Question

In Linear Programming Problem (LPP), the objective function $Z = ax + by$ has the same maximum value at two corner points. The number of points at which $Z_{max}$ occurs is

• A. 1
• B. 2
• C. 0
• D. Infinity

Hint:

This is a standard property to memorize: Optimal value at one point $\rightarrow$ Unique solution. Optimal value at $\ge 2$ adjacent points $\rightarrow$ Infinitely many solutions (the entire edge connecting them).

Answer 1

The Correct Option is D

Step 1: Understanding the Concept:
This question tests a theoretical property of Linear Programming Problems (LPP). The feasible region in an LPP is a convex polygon. The objective function represents a family of parallel lines.

Step 2: Key Formula or Approach:
Recall the Multiple Optimal Solutions theorem. If an objective function reaches its maximum (or minimum) value at two distinct corner points of the feasible region, then every point on the line segment joining these two corner points will also give the same maximum (or minimum) value.

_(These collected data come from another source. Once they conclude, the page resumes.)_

PR #1119, opened 2017-04-21
Implement event hub connection

### LINKED ISSUE #1114: Add a "connection" property to EventHubTriggerAttribute
For the Visual Studio tooling to produce function.json, we need a "connection" property in [EventHubTriggerAttribute](https://github.com/Azure/azure-webjobs-sdk/blob/dev/src/Microsoft.Azure.WebJobs.ServiceBus/EventHubs/EventHubTriggerAttribute.cs). For SDK customers, we need to wire up the connection string.

It should be called `Connection` to make serialization easy.

mamaso:
resolves #1114, implementation of #1115 

Also added Connection to EventHubAttribute


src/Microsoft.Azure.WebJobs.ServiceBus/EventHubs/EventHubAttribute.cs
```diff
@@ -27,5 +27,10 @@ public EventHubAttribute(string eventHubName)
         /// </summary>
         [AutoResolve]
         public string EventHubName { get; private set; }
+
+        /// <summary>
+        /// Optional connection name. If missing, tries to use a registered event hub sender.
+        /// </summary>
+        public string Connection { get; set; }
```
mathewc: Why aren't you using the IConnectionProvider approach all the other attributes use? We now handle these in a consistent way across all attributes.

src/Microsoft.Azure.WebJobs.ServiceBus/EventHubs/EventHubConfiguration.cs
```diff
@@ -201,17 +216,24 @@ public void AddReceiver(string eventHubName, string receiverConnectionString, st
...
+        internal EventHubClient GetEventHubClient(string eventHubName, string connection)
         {
             EventHubClient client;
             if (_senders.TryGetValue(eventHubName, out client))             
             {
                 return client;
             }
+            else if (!string.IsNullOrWhiteSpace(connection) && NameResolver != null)
+            {
+                var resolvedConnection = NameResolver.Resolve(connection);
```
mathewc: In the IConnectionProvider implementation, the Connection property is marked as [AppSetting] so you shouldn't need to resolve this on your own?

src/Microsoft.Azure.WebJobs.ServiceBus/EventHubs/EventHubAttribute.cs
mamaso: Yeah, I considered it but had some misconceptions about how AppSettingAttribute handled null values. Investigated further, it should work, I'll make the change.

src/Microsoft.Azure.WebJobs.ServiceBus/EventHubs/EventHubConfiguration.cs
mamaso: Misconception on my part - thought that AppSetting attribute would throw if there was no value specified. It does, assuming that 1. there is a connection set, explicitly or via default and 2. there is no app setting/env variable with that connection name.

src/Microsoft.Azure.WebJobs.ServiceBus/EventHubs/EventHubAttribute.cs
MikeStall: It's good that this is [AppSetting]. IConnectionProvider just gives it a way to pull the connection from the existing ServiceBusAccountAttribute.  But they seem like they could be used together. 

---
In reply to: [113313470](https://github.com/Azure/azure-webjobs-sdk/pull/1119#discussion_r113313470) [](ancestors = 113313470)

src/Microsoft.Azure.WebJobs.ServiceBus/EventHubs/EventHubConfiguration.cs
```diff
@@ -201,17 +201,23 @@ public void AddReceiver(string eventHubName, string receiverConnectionString, st
...
             EventHubClient client;
             if (_senders.TryGetValue(eventHubName, out client))             
             {
                 return client;
             }
+            else if (!string.IsNullOrWhiteSpace(connection))
+            {
+                AddSender(eventHubName, connection);
+                return _senders[eventHubName];
+            }
```
MikeStall: This is the key part of the change, right?

src/Microsoft.Azure.WebJobs.ServiceBus/EventHubs/EventHubTriggerAttribute.cs
```diff
@@ -35,6 +36,7 @@ public EventHubTriggerAttribute(string eventHubName)
         /// <summary>
         /// Optional connection name. If missing, tries to use a registered event hub receiver.
         /// </summary>
+        [AppSetting]
         public string Connection { get; set; }
```
MikeStall: >Connection [](start = 22, length = 10)

Where is this used?

src/Microsoft.Azure.WebJobs.ServiceBus/EventHubs/EventHubConfiguration.cs
mamaso: Yep

src/Microsoft.Azure.WebJobs.ServiceBus/EventHubs/EventHubAttribute.cs
```diff
@@ -10,8 +10,9 @@ namespace Microsoft.Azure.WebJobs.ServiceBus
     /// Setup an 'output' binding to an EventHub. This can be any output type compatible with an IAsyncCollector.
     /// </summary>
     [AttributeUsage(AttributeTargets.Parameter)]
+    [ConnectionProvider(typeof(ServiceBusAccountAttribute))]
```
mathewc: Remove this - ServiceBus doesn't really apply here, and I don't think we need to support method/class level overrides. The SBAA is only for service bus.

src/Microsoft.Azure.WebJobs.ServiceBus/EventHubs/EventHubTriggerAttribute.cs
mamaso: It's automatically resolved when the attribute is cloned and passed to BindToInput rule

src/Microsoft.Azure.WebJobs.ServiceBus/EventHubs/EventHubAttribute.cs
```diff
@@ -27,5 +28,11 @@ public EventHubAttribute(string eventHubName)
         /// </summary>
         [AutoResolve]
         public string EventHubName { get; private set; }
+
+        /// <summary>
+        /// Optional connection name. If missing, tries to use a registered event hub sender.
+        /// </summary>
+        [AppSetting]
```
mathewc: None of the other attributes are applying [AppSetting] at this level. We should make these all consistent after testing/verifying what the correct behavior should be.

src/Microsoft.Azure.WebJobs.ServiceBus/EventHubs/EventHubAttribute.cs
mamaso: Fine with me to disallow method/class lvl - though EventHubs are service bus entities, so it's an option.

src/Microsoft.Azure.WebJobs.ServiceBus/EventHubs/EventHubAttribute.cs
mamaso: 'Correct' behavior would be [AppSetting] to use build in resolution - all the other built ins use custom nameResolution code, which could likely be converted to AppSetting but is out of scope here

mamaso: #1125

src/Microsoft.Azure.WebJobs.ServiceBus/EventHubs/EventHubAttribute.cs
mathewc: I was just thinking that applying SBAA and having it affect EventHub bindings might be confusing for people.

src/Microsoft.Azure.WebJobs.ServiceBus/EventHubs/EventHubAttribute.cs
mathewc: Ok. But you're saying that the [AppSetting] that I have applied on the base interface actually doesn't do anything and it can be removed with no effect?

mamaso: Correct

src/Microsoft.Azure.WebJobs.ServiceBus/EventHubs/EventHubAttribute.cs
mamaso: Yep, good point - I'm happy with having no hierarchical pieces to this

src/Microsoft.Azure.WebJobs.ServiceBus/EventHubs/EventHubTriggerAttributeBindingProvider.cs
```diff
@@ -44,20 +44,19 @@ public Task<ITriggerBinding> TryCreateAsync(TriggerBindingProviderContext contex
...
 
-            string consumerGroup = attribute.ConsumerGroup;
-            if (consumerGroup == null)
-            {
-                consumerGroup = Microsoft.ServiceBus.Messaging.EventHubConsumerGroup.DefaultGroupName;
-            }
+            string consumerGroup = attribute.ConsumerGroup ?? EventHubConsumerGroup.DefaultGroupName;
             string resolvedConsumerGroup = _nameResolver.ResolveWholeString(consumerGroup);
 
+            if (!string.IsNullOrWhiteSpace(attribute.Connection))
```
MikeStall: >if (!string.IsNullOrWhiteSpace(attribute.Connection)) [](start = 12, length = 53)

This is what I was looking for! So this is the key change for triggering, right?

src/Microsoft.Azure.WebJobs.ServiceBus/EventHubs/EventHubTriggerAttribute.cs
MikeStall: I was looking for what used it. I found it in EventHubTriggerAttributeBinding.

---
In reply to: [113331328](https://github.com/Azure/azure-webjobs-sdk/pull/1119#discussion_r113331328) [](ancestors = 113331328)

src/Microsoft.Azure.WebJobs.ServiceBus/EventHubs/EventHubAttribute.cs
```diff
@@ -27,5 +27,11 @@ public EventHubAttribute(string eventHubName)
         /// </summary>
         [AutoResolve]
         public string EventHubName { get; private set; }
+
+        /// <summary>
```
mathewc: nit: <inheritdoc/>

src/Microsoft.Azure.WebJobs.ServiceBus/EventHubs/EventHubTriggerAttribute.cs
```diff
@@ -35,6 +35,7 @@ public EventHubTriggerAttribute(string eventHubName)
         /// <summary>
```
mathewc: nit: <inheritdoc/>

Step 3: Detailed Explanation:
Let the objective function be $Z = ax + by$. Suppose the maximum value $Z_{max}$ occurs at two corner points, say $P_1(x_1, y_1)$ and $P_2(x_2, y_2)$. This means $Z(P_1) = ax_1 + by_1 = Z_{max}$ and $Z(P_2) = ax_2 + by_2 = Z_{max}$. The line representing the objective function $ax + by = Z_{max}$ passes through both $P_1$ and $P_2$. Since the feasible region is convex, the entire line segment connecting $P_1$ and $P_2$ lies on the boundary of the feasible region. Any point $P(x, y)$ on this line segment can be represented as a convex combination of $P_1$ and $P_2$: \[ P = tP_1 + (1-t)P_2 \text{ for } 0 \le t \le 1 \] Let's find the value of $Z$ at any such point $P$: \[ Z(P) = Z(tP_1 + (1-t)P_2) \] Since $Z$ is a linear function, we can distribute it: \[ Z(P) = t \cdot Z(P_1) + (1-t) \cdot Z(P_2) \] Substitute $Z(P_1) = Z_{max}$ and $Z(P_2) = Z_{max}$: \[ Z(P) = t \cdot Z_{max} + (1-t) \cdot Z_{max} \] \[ Z(P) = Z_{max}(t + 1 - t) = Z_{max}(1) = Z_{max} \] This shows that every single point on the line segment joining the two corner points gives the same maximum value. Since a line segment contains an infinite number of points, the maximum value occurs at infinitely many points.

Step 4: Final Answer:
The number of points at which $Z_{max}$ occurs is infinity.